WHAT TO PRODUCE:
Whatever appears in the records should be given again exactly, down to the last mark.
[Opening DATA PROVIDED section]
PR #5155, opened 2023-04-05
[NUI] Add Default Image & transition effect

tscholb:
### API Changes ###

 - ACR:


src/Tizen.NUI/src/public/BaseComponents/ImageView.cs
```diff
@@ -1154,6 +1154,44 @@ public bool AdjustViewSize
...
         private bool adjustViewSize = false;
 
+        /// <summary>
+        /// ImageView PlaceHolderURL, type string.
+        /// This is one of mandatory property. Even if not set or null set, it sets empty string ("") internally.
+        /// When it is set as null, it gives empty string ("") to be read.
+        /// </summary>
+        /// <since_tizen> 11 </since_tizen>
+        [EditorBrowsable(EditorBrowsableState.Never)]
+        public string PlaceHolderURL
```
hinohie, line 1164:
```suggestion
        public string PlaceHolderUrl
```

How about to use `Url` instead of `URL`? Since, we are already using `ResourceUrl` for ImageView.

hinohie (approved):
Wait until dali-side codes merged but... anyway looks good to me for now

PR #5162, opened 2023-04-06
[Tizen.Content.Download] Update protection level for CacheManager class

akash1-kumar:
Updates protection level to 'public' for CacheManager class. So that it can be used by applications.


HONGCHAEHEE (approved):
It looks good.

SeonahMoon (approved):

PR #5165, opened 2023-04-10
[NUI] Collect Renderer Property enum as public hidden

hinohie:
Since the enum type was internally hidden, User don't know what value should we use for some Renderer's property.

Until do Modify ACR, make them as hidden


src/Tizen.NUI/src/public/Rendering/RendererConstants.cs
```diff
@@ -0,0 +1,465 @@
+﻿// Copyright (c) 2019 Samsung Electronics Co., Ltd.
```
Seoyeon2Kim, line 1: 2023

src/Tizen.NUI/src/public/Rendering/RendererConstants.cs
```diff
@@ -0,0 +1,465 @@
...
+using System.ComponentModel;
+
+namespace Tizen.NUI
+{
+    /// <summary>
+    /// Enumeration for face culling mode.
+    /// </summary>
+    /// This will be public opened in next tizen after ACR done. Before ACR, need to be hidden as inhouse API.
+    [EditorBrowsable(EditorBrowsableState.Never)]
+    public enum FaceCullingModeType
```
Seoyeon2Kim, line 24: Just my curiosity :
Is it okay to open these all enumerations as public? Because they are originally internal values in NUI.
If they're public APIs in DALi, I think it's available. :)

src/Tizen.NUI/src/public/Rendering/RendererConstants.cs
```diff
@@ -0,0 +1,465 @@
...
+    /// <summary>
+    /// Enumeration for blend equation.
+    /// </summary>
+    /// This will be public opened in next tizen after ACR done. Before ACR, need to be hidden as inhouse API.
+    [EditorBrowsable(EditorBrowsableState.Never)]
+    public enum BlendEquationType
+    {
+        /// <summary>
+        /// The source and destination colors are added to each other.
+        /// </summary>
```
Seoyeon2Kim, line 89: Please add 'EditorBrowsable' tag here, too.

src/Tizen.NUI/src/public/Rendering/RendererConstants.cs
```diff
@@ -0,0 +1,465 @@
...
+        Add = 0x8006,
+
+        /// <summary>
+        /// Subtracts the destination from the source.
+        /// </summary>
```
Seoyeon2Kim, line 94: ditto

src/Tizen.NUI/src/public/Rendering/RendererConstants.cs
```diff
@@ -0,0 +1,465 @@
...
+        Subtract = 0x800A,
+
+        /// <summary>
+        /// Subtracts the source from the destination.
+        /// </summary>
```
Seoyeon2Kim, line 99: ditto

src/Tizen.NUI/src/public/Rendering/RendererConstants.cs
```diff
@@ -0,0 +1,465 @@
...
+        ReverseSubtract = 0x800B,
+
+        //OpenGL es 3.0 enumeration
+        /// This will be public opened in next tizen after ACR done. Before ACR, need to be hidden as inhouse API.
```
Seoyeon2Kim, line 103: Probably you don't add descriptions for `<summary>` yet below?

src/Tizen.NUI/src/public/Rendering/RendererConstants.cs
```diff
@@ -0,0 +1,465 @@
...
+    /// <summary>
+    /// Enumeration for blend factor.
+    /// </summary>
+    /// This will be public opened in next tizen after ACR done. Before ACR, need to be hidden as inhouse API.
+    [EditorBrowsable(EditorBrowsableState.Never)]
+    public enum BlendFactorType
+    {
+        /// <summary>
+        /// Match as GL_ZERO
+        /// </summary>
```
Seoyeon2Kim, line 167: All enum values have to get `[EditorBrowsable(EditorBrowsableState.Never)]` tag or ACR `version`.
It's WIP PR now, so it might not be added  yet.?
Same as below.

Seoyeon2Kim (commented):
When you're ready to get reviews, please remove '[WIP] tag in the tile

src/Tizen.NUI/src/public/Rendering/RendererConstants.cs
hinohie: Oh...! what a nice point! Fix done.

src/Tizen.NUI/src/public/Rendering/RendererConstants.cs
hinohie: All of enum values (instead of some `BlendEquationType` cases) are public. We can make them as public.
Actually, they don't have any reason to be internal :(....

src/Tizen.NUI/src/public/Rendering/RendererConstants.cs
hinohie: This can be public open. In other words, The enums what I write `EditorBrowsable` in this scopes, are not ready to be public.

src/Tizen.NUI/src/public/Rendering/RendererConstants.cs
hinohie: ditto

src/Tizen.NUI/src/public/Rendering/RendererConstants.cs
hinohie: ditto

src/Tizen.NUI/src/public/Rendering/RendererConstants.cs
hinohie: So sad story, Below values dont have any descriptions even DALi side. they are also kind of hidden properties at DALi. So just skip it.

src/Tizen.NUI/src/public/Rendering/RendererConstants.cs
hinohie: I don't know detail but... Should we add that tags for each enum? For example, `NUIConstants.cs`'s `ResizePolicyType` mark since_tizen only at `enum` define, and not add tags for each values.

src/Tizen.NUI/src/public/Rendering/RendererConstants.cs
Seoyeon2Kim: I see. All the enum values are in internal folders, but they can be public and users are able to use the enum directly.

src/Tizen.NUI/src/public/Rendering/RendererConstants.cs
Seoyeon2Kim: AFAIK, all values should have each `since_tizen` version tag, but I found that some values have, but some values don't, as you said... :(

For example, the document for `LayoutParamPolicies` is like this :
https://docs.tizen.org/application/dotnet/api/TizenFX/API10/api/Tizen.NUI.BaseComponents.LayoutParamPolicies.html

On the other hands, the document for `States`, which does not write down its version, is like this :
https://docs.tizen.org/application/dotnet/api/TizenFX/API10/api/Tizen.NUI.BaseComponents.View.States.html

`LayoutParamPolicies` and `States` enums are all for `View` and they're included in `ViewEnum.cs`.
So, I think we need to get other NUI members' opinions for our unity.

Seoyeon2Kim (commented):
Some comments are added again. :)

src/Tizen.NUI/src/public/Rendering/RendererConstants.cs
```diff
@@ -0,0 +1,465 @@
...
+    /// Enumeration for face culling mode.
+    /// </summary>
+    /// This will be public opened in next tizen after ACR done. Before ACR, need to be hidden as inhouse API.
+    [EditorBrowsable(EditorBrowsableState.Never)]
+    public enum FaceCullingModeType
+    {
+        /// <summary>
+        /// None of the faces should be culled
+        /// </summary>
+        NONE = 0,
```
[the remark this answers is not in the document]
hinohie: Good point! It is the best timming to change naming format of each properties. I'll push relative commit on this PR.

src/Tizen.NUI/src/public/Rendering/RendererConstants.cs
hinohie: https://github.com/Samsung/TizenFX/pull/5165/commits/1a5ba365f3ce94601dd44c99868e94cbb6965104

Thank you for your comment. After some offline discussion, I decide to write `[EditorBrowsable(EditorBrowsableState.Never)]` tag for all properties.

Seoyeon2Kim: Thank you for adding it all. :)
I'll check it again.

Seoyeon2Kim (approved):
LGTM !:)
[Closing DATA PROVIDED section]
SOLUTION FOR THIS EXERCISE:
PR #5155, opened 2023-04-05
[NUI] Add Default Image & transition effect

tscholb:
### API Changes ###

 - ACR:


src/Tizen.NUI/src/public/BaseComponents/ImageView.cs
```diff
@@ -1154,6 +1154,44 @@ public bool AdjustViewSize
...
         private bool adjustViewSize = false;
 
+        /// <summary>
+        /// ImageView PlaceHolderURL, type string.
+        /// This is one of mandatory property. Even if not set or null set, it sets empty string ("") internally.
+        /// When it is set as null, it gives empty string ("") to be read.
+        /// </summary>
+        /// <since_tizen> 11 </since_tizen>
+        [EditorBrowsable(EditorBrowsableState.Never)]
+        public string PlaceHolderURL
```
hinohie, line 1164:
```suggestion
        public string PlaceHolderUrl
```

How about to use `Url` instead of `URL`? Since, we are already using `ResourceUrl` for ImageView.

hinohie (approved):
Wait until dali-side codes merged but... anyway looks good to me for now

PR #5162, opened 2023-04-06
[Tizen.Content.Download] Update protection level for CacheManager class

akash1-kumar:
Updates protection level to 'public' for CacheManager class. So that it can be used by applications.


HONGCHAEHEE (approved):
It looks good.

SeonahMoon (approved):

PR #5165, opened 2023-04-10
[NUI] Collect Renderer Property enum as public hidden

hinohie:
Since the enum type was internally hidden, User don't know what value should we use for some Renderer's property.

Until do Modify ACR, make them as hidden


src/Tizen.NUI/src/public/Rendering/RendererConstants.cs
```diff
@@ -0,0 +1,465 @@
+﻿// Copyright (c) 2019 Samsung Electronics Co., Ltd.
```
Seoyeon2Kim, line 1: 2023

src/Tizen.NUI/src/public/Rendering/RendererConstants.cs
```diff
@@ -0,0 +1,465 @@
...
+using System.ComponentModel;
+
+namespace Tizen.NUI
+{
+    /// <summary>
+    /// Enumeration for face culling mode.
+    /// </summary>
+    /// This will be public opened in next tizen after ACR done. Before ACR, need to be hidden as inhouse API.
+    [EditorBrowsable(EditorBrowsableState.Never)]
+    public enum FaceCullingModeType
```
Seoyeon2Kim, line 24: Just my curiosity :
Is it okay to open these all enumerations as public? Because they are originally internal values in NUI.
If they're public APIs in DALi, I think it's available. :)

src/Tizen.NUI/src/public/Rendering/RendererConstants.cs
```diff
@@ -0,0 +1,465 @@
...
+    /// <summary>
+    /// Enumeration for blend equation.
+    /// </summary>
+    /// This will be public opened in next tizen after ACR done. Before ACR, need to be hidden as inhouse API.
+    [EditorBrowsable(EditorBrowsableState.Never)]
+    public enum BlendEquationType
+    {
+        /// <summary>
+        /// The source and destination colors are added to each other.
+        /// </summary>
```
Seoyeon2Kim, line 89: Please add 'EditorBrowsable' tag here, too.

src/Tizen.NUI/src/public/Rendering/RendererConstants.cs
```diff
@@ -0,0 +1,465 @@
...
+        Add = 0x8006,
+
+        /// <summary>
+        /// Subtracts the destination from the source.
+        /// </summary>
```
Seoyeon2Kim, line 94: ditto

src/Tizen.NUI/src/public/Rendering/RendererConstants.cs
```diff
@@ -0,0 +1,465 @@
...
+        Subtract = 0x800A,
+
+        /// <summary>
+        /// Subtracts the source from the destination.
+        /// </summary>
```
Seoyeon2Kim, line 99: ditto

src/Tizen.NUI/src/public/Rendering/RendererConstants.cs
```diff
@@ -0,0 +1,465 @@
...
+        ReverseSubtract = 0x800B,
+
+        //OpenGL es 3.0 enumeration
+        /// This will be public opened in next tizen after ACR done. Before ACR, need to be hidden as inhouse API.
```
Seoyeon2Kim, line 103: Probably you don't add descriptions for `<summary>` yet below?

src/Tizen.NUI/src/public/Rendering/RendererConstants.cs
```diff
@@ -0,0 +1,465 @@
...
+    /// <summary>
+    /// Enumeration for blend factor.
+    /// </summary>
+    /// This will be public opened in next tizen after ACR done. Before ACR, need to be hidden as inhouse API.
+    [EditorBrowsable(EditorBrowsableState.Never)]
+    public enum BlendFactorType
+    {
+        /// <summary>
+        /// Match as GL_ZERO
+        /// </summary>
```
Seoyeon2Kim, line 167: All enum values have to get `[EditorBrowsable(EditorBrowsableState.Never)]` tag or ACR `version`.
It's WIP PR now, so it might not be added  yet.?
Same as below.

Seoyeon2Kim (commented):
When you're ready to get reviews, please remove '[WIP] tag in the tile

src/Tizen.NUI/src/public/Rendering/RendererConstants.cs
hinohie: Oh...! what a nice point! Fix done.

src/Tizen.NUI/src/public/Rendering/RendererConstants.cs
hinohie: All of enum values (instead of some `BlendEquationType` cases) are public. We can make them as public.
Actually, they don't have any reason to be internal :(....

src/Tizen.NUI/src/public/Rendering/RendererConstants.cs
hinohie: This can be public open. In other words, The enums what I write `EditorBrowsable` in this scopes, are not ready to be public.

src/Tizen.NUI/src/public/Rendering/RendererConstants.cs
hinohie: ditto

src/Tizen.NUI/src/public/Rendering/RendererConstants.cs
hinohie: ditto

src/Tizen.NUI/src/public/Rendering/RendererConstants.cs
hinohie: So sad story, Below values dont have any descriptions even DALi side. they are also kind of hidden properties at DALi. So just skip it.

src/Tizen.NUI/src/public/Rendering/RendererConstants.cs
hinohie: I don't know detail but... Should we add that tags for each enum? For example, `NUIConstants.cs`'s `ResizePolicyType` mark since_tizen only at `enum` define, and not add tags for each values.

src/Tizen.NUI/src/public/Rendering/RendererConstants.cs
Seoyeon2Kim: I see. All the enum values are in internal folders, but they can be public and users are able to use the enum directly.

src/Tizen.NUI/src/public/Rendering/RendererConstants.cs
Seoyeon2Kim: AFAIK, all values should have each `since_tizen` version tag, but I found that some values have, but some values don't, as you said... :(

For example, the document for `LayoutParamPolicies` is like this :
https://docs.tizen.org/application/dotnet/api/TizenFX/API10/api/Tizen.NUI.BaseComponents.LayoutParamPolicies.html

On the other hands, the document for `States`, which does not write down its version, is like this :
https://docs.tizen.org/application/dotnet/api/TizenFX/API10/api/Tizen.NUI.BaseComponents.View.States.html

`LayoutParamPolicies` and `States` enums are all for `View` and they're included in `ViewEnum.cs`.
So, I think we need to get other NUI members' opinions for our unity.

Seoyeon2Kim (commented):
Some comments are added again. :)

src/Tizen.NUI/src/public/Rendering/RendererConstants.cs
```diff
@@ -0,0 +1,465 @@
...
+    /// Enumeration for face culling mode.
+    /// </summary>
+    /// This will be public opened in next tizen after ACR done. Before ACR, need to be hidden as inhouse API.
+    [EditorBrowsable(EditorBrowsableState.Never)]
+    public enum FaceCullingModeType
+    {
+        /// <summary>
+        /// None of the faces should be culled
+        /// </summary>
+        NONE = 0,
```
[the remark this answers is not in the document]
hinohie: Good point! It is the best timming to change naming format of each properties. I'll push relative commit on this PR.

src/Tizen.NUI/src/public/Rendering/RendererConstants.cs
hinohie: https://github.com/Samsung/TizenFX/pull/5165/commits/1a5ba365f3ce94601dd44c99868e94cbb6965104

Thank you for your comment. After some offline discussion, I decide to write `[EditorBrowsable(EditorBrowsableState.Never)]` tag for all properties.

Seoyeon2Kim: Thank you for adding it all. :)
I'll check it again.

Seoyeon2Kim (approved):
LGTM !:)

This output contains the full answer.